Over 780 accounts queried, we see an average of 821 tickets handled by an account rep per month. Which is 27 tickets a day.
This is also likely a lowball estimate because we do have many accounts where the agent is not anywhere near “maxed out” on tickets. (Ex. accounts with under 30 tickets a day, or accounts that don’t have 1 dedicated rep, for example).
We saw larger customers with 2k-3k tickets per month being closed per agent. Consistently
Automation is only going to get stronger in the coming years. It’s our mission at Gorgias to see this 821 tickets/month/rep rise to 1821, 10,000 and even higher.
Takeaway: Hold your level 1 support agent accountable for closing 821 tickets a month. Naturally, this number will change from business to business and role to role.
As tickets get more complicated, they can take longer to respond. As your ticket count grows, consider breaking out “level 2” tickets, which are complex inquiries that need to be escalated to managers or discussed interdepartmentally. This helps with accountability at scale.
Over 921 accounts, we found an average number of touches required to close a ticket to be 1.76 responses.
This is significantly different than other industries, which average about 8 touches to close.
Yet, another reason we need a report specific to our industry, because Ecommerce has significantly different problems. Most of our inquiries are relatively simple, and fairly repetitive.
While this varies from store to store, especially when you may need to request additional information, such as a shoe size, or alternative product replacement, the goal should always be to 1-touch close an Ecommerce customer support ticket.
I’ve seen stores that make the refund process long and laborious, asking for pictures of the damaged item, pictures of the box the product came in, etc. This is a bad practice that slows down resolution time and leaves customers unhappy.
Key Takeaway: Figure out how to streamline the return or exchange process so that the customer knows everything they have to do ahead of time, and they are coming to you with all the information you need to resolve their ticket in one touch.
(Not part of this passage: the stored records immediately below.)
PR #4307, opened 2023-08-01
Update peernet

litchipi:
Update Peernet dependency to profit from the fix https://github.com/massalabs/PeerNet/pull/65


AurelienFT:
It's already in https://github.com/massalabs/massa/pull/4306 and testnet_25 has already been merged

PR #4320, opened 2023-08-03
Adds a limitation on the stream_limiter

### LINKED ISSUE #4222: Reinstate stream limiter
- Re-add stream limiter in bootstrap and protocol
- Uncomment check in test bootstrap_bandwidth

litchipi:
Close #4222 

Adds a new option `rate_limit` in the config

Set the default for the rate limit to 2 Mo/secs (OK in labnet at 10k txps)

Passes the config value to PeerNet configuration


massa-node/base_config/config.toml
```diff
@@ -279,6 +279,8 @@
     max_in_connections = 250
     # Cooldown before testing again old peer
     test_oldest_peer_cooldown = 720000
+    # Rate limitation on the data streams (per second)
+    rate_limit = 5_242_880    # 5 Mo / secs
```
damip, line 283: we should use a different limit for the bootstrap, probably something like 10_000_000

damip:
@litchipi can you try this on the current running testnet to see if your node has trouble following the flow ?

litchipi:
No troubles when applied over TEST.25.2, wasn't able to get IN connections (but got the same behavior on `TEST.25.2`)
I'm open to increase / reduce the limits if you think it's better, just wrote arbitrary values

damip:
> No troubles when applied over TEST.25.2, wasn't able to get IN connections (but got the same behavior on `TEST.25.2`) I'm open to increase / reduce the limits if you think it's better, just wrote arbitrary values

can you try to sync with someone for them to try to bootstrap from your node while running on testnet ?

litchipi:
@damip We had to increase the bootstrap limit because it was taking too long (~1m10) to bootstrap.
We made 2 tests on the labnet:
- One under heavy load (10k txps), the first blocks can take time to come (around a minute), and it can happen sometimes that the node has to be restarted because the initialization process doesn't succeeds.
- One under moderate load (5k txps), the bootstrap now takes ~15 secs, and the blocks arrive very soon after, everything seams to work just fine.

I don't know yet if the problems encountered under heavy load is because of the stream limiter or if it would happen without it.
Either cases, do you think this is an acceptable result under such conditions ?

damip:
I think we need to:
* check whether the problem happens without the stream limiter as well
  * if so, we need to find why this happens
  * if not, it means that either the limit is too low or that there is an issue with the stream limiter itself and this needs to be corrected
* take some margin for the protocol peers: if the bootstrap takes time, then the nodes end up having to download a lot of blocks through Protocol, just after bootstrap =>  let's put 10M

litchipi:
Just made more tests, it seams that using 20Mo/secs for bootstrap and 5Mo/secs for the protocol worker works the same as with no limiter under heavy load (10k txps)
Also just doubled checked that everything is alright on the testnet.

massa-node/base_config/config.toml
```diff
@@ -307,6 +307,8 @@
     max_in_connections = 250
     # Cooldown before testing again old peer
     test_oldest_peer_cooldown = 720000
+    # Rate limitation on the data streams (per second)
+    rate_limit = 2097152    # 2 Mo / secs
```
damip, line 311: Mo is in French (o = octet), use byte "B" (1 byte = 8 bits).

Also, those are not megabytes (1 MB = 1000000 B) but mebibytes (1 MiB = 1048576 B).

litchipi:
@damip  Yes, thanks for noticing, I changed the comments, and also raised the base value for `rate_limit` in the protocol.

This is because I tested it on `TEST.25.2` and encountered no real difficulty, but it seams like the traffic is around 1.5MiB/secs, so kinda close to the limit.
I raised the limit to 5MiB/secs in order to give a large margin, but that would still be useful to throttle some kind of spam problem

Tell me if you think it's alright

damip (approved):
LGTM :)

Issue #4333, opened 2023-08-10
Regression on Bootstrap event polling


Leo-Besancon:
It seems that https://github.com/massalabs/massa/pull/4319, and more specifically https://github.com/massalabs/massa/pull/4319/commits/ad7ddc5b8c5063cec0183f19af7ed5ad6af2bb99, introduced a regression on a fix introduced in https://github.com/massalabs/massa/pull/4084. The result is a lack of routability on windows (which seems to be the only platform affected).

We should re-introduce looping on `mio_server` accept (and not only on the main listener), in order to be sure to correctly poll Mio's events.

And this isn’t to say that multiple touches are inherently bad, but a good customer support manager needs to build the processes to avoid repetitive multiple touch problems.
Being a larger company comes with many perks, especially when it comes to support.
Smaller stores tend to:
Not understand their product problems/solutions as well.
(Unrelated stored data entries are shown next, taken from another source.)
PR #4337, opened 2023-08-14
Limit number of backups to keep

Leo-Besancon:
  * [ ] make tests compile
  * [ ] make tests pass 

### DIFF
--- a/massa-db-worker/src/massa_db.rs
+++ b/massa-db-worker/src/massa_db.rs
@@ -6,6 +6,7 @@ use massa_db_exports::{
 };
 use massa_hash::{HashXof, HASH_XOF_SIZE_BYTES};
 use massa_models::{
+    config::MAX_BACKUPS_TO_KEEP,
     error::ModelsError,
     slot::{Slot, SlotDeserializer, SlotSerializer},
     streaming_step::StreamingStep,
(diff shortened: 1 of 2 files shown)


massa-db-worker/src/massa_db.rs
```diff
@@ -620,9 +621,43 @@ impl MassaDBController for RawMassaDB<Slot, SlotSerializer, SlotDeserializer> {
...
+                let Ok(thread) = vec[2].parse::<u8>() else {
+                    continue;
+                };
+                let backup_slot = Slot::new(period, thread);
+                previous_backups.insert(backup_slot, backup_path);
+            }
+        }
+
+        // Remove the oldest backup if we have too many
+        while MAX_BACKUPS_TO_KEEP.is_some()
```
litchipi, line 652: I'd be better to have a check on `MAX_BACKUPS_TO_KEEP.is_none()` at the beginning of the function, and only prune old backups if we have a `Some` here

massa-db-worker/src/massa_db.rs
```diff
@@ -620,9 +621,43 @@ impl MassaDBController for RawMassaDB<Slot, SlotSerializer, SlotDeserializer> {
...
+            && previous_backups.len() >= MAX_BACKUPS_TO_KEEP.unwrap()
+        {
+            if let Some((_, oldest_backup_path)) = previous_backups.first_key_value() {
```
litchipi, line 655: You could directly use `if let Some((_, oldest_backup_path)) = previous_backups.pop_first()` here, avoiding to call it later

massa-models/src/config/constants.rs
```diff
@@ -131,8 +131,10 @@ pub const MAX_ASYNC_MESSAGE_DATA: u64 = 1_000_000;
 pub const OPERATION_VALIDITY_PERIODS: u64 = 10;
 /// cycle duration in periods
 pub const PERIODS_PER_CYCLE: u64 = 128;
-/// cycle duration in periods
-pub const PERIODS_BETWEEN_BACKUPS: u64 = 128;
+/// Number of periods between two backups
+pub const PERIODS_BETWEEN_BACKUPS: u64 = 12800; // 100 cycles
```
litchipi, line 135: Instead of setting a const value and add a comment, you could directly do `PERIODS_PER_CYCLE * 100` or something of the sort. (just sugar, up to you)

massa-db-worker/src/massa_db.rs
Leo-Besancon: Refactored it

massa-db-worker/src/massa_db.rs
Leo-Besancon: True!

litchipi (approved):

PR #4342, opened 2023-08-15
Reduce memory usage

damip:
## Problem

Memory usage was too high because we were keeping all the operation-block indexes in the storage for a large history of blocks in consensus.

## TODO

* [x] drop storage blocks in consensus when they are not necessary anymore and only keep a consensus-local version of the header
* [x] do not keep the descendants list in final blocks

## Checklist

  * [x] make tests compile
  * [x] make tests pass 

## Test results on testnet at 5ktxps

Screenshot from 2023-08-17 14-59-45


massa-execution-exports/src/types.rs
```diff
@@ -18,8 +18,18 @@ use massa_models::{
...
 use massa_pos_exports::ProductionStats;
+use massa_storage::Storage;
 use std::collections::{BTreeMap, BTreeSet};
 
+/// Metadata needed to execute the block
+#[derive(Clone, Debug)]
+pub struct ExecutionBlockMetadata {
+    /// Address of the creator of the parent in the same thread
+    pub same_thread_parent_creator: Option<Address>,
+    /// Storage referncing the block and its contents
```
sydhds, line 29: referencing?

massa-consensus-exports/src/block_status.rs
```diff
@@ -58,6 +63,45 @@ impl From<&BlockStatus> for BlockStatusId {
...
+#[derive(Debug, Clone)]
+pub enum StorageOrBlock {
+    /// Keep a full storage with operations
+    Storage(Storage),
+    /// Keep only the block header and list of ops (but not the ops)
+    Block(Box<SecureShareBlock>),
+}
+
+impl StorageOrBlock {
+    /// Return a clone of the underlying block
```
sydhds, line 77: Maybe add more doc about when this is need; not obvious because of CLone & clone_block...

massa-consensus-exports/src/block_status.rs
```diff
@@ -58,6 +63,45 @@ impl From<&BlockStatus> for BlockStatusId {
...
+                .get(block_id)
+                .expect("block absent from its own storage")
+                .clone(),
+            StorageOrBlock::Block(block) => *block.clone(),
+        }
+    }
+
+    /// Convert any StorageOrBlock variant into a StorageOrBlock::Block variant.
+    /// This effectively drops the operations of the block.
+    pub fn strip_to_block(&mut self, block_id: &BlockId) {
```
sydhds, line 91: maybe rename to into_variant_block ?

massa-consensus-worker/src/state/graph.rs
```diff
@@ -43,6 +63,9 @@ impl ConsensusState {
             if let Some(BlockStatus::Active { a_block: ab, .. }) =
                 self.blocks_state.get_mut(&ancestor_h)
             {
+                if ab.is_final {
```
sydhds, line 66: As it seems this was previously missed, maybe add a comment here

massa-consensus-exports/src/block_status.rs
damip: it does not have the typical "into" behavior that consumes `self` and produces a new `Self`, here it mutates `&mut self`

massa-consensus-exports/src/block_status.rs
damip: done

massa-execution-exports/src/types.rs
damip: done

massa-consensus-worker/src/state/graph.rs
damip: done

sydhds (approved):

PR #4353, opened 2023-08-18
peers_in_test into PeerDB

modship:
  * [ ] make tests compile
  * [ ] make tests pass 

### DIFF
--- a/massa-protocol-worker/src/handlers/peer_handler/tester.rs
+++ b/massa-protocol-worker/src/handlers/peer_handler/tester.rs
@@ -341,11 +341,9 @@ impl Tester {
                                     let db = db.clone();
                                     // receive new listener to test
                                     for (addr, _) in listener.1.iter() {
-                                        if db.read().peers_in_test.contains(addr) {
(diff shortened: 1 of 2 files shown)


massa-protocol-worker/src/handlers/peer_handler/tester.rs
```diff
@@ -348,12 +341,11 @@ impl Tester {
...
                                     // receive new listener to test
                                     for (addr, _) in listener.1.iter() {
-                                        if peers_in_test.read().contains(addr) {
+                                        if db.read().peers_in_test.contains(addr) {
                                             continue;
                                         }
                                         {
-                                            let mut peers_in_test = peers_in_test.write();
-                                            peers_in_test.insert(*addr);
+                                            db.write().peers_in_test.insert(*addr);
```
damip, line 348: this whole thing can be replaced more reliably with 

```rust
if !db.write().peers_in_test.insert(*addr) {
    continue;
}
```

damip (approved):

PR #4356, opened 2023-08-21
cargo update

modship:
  * [x] make tests compile
  * [x] make tests pass 

### DIFF
--- a/Cargo.lock
+++ b/Cargo.lock
@@ -77,9 +77,9 @@ dependencies = [
 
 [[package]]
 name = "aho-corasick"
-version = "1.0.3"
+version = "1.0.4"
 source = "registry+https://github.com/rust-lang/crates.io-index"
-checksum = "86b8f9420f797f2d9e935edf629310eb938a0d839f984e25327f3c7eed22300c"
+checksum = "6748e8def348ed4d14996fa801f4122cd763fff530258cdc03f64b25f89d3a5a"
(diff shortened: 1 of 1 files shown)


modship:
> this seems to have been done on main, I guess we should also merge main into testnet_26

Yes, we need to merge main into testnet_26 because the build fails after cargo update (there's a missing update for massa-proto).

damip:
> > this seems to have been done on main, I guess we should also merge main into testnet_26
> 
> Yes, we need to merge main into testnet_26 because the build fails after cargo update (there's a missing update for massa-proto).

@aoudiamoncef can you sync with this ?

modship:
> > > this seems to have been done on main, I guess we should also merge main into testnet_26
> > 
> > 
> > Yes, we need to merge main into testnet_26 because the build fails after cargo update (there's a missing update for massa-proto).
> 
> @aoudiamoncef can you sync with this ?

@damip https://github.com/massalabs/massa/pull/4358

damip:
https://github.com/massalabs/massa/pull/4358 is done, so this can be closed ?

modship:
> #4358 is done, so this can be closed ?

If TN26 will be merged into main, yes

damip:
> > #4358 is done, so this can be closed ?
> 
> If TN26 will be merged into main, yes

it will, on release

PR #4362, opened 2023-08-22
remove bound_map feature

modship:
  * [ ] make tests compile
  * [ ] make tests pass 


rust-toolchain.toml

Have more sourcing issues (still trying to find the right supplier).
Not have invested fully in FAQs, enhanced product detail pages, activation sequences, and other ticket mitigation strategies.
Knowing this benchmark will help you understand how you are doing from a ticket mitigation standpoint.
Don’t feel alone. Preventative customer service is the #1 issue facing most Ecommerce teams, with 18.5% of teams being focused on it right now.
If you’re getting more support tickets per month, it may be time to invest in some ticket mitigation strategies, such as improving your FAQ page, sending out more information via an onboarding email sequence, or producing a video for customers to walk themselves through using your product for the first time.
We’ve followed this statistic since the start of Gorgias, and without fail we see a rush of tickets during and right after Black Friday/Cyber Monday.
Ecommerce brands are not staffing appropriately for this time of year, and it’s costing them real money.
Key Takeaway: Prepare better for the holiday rush. Consider hiring temporary workers or outsourcing just for December, to cover the volume. Keeping customers happy is worth the extra investment.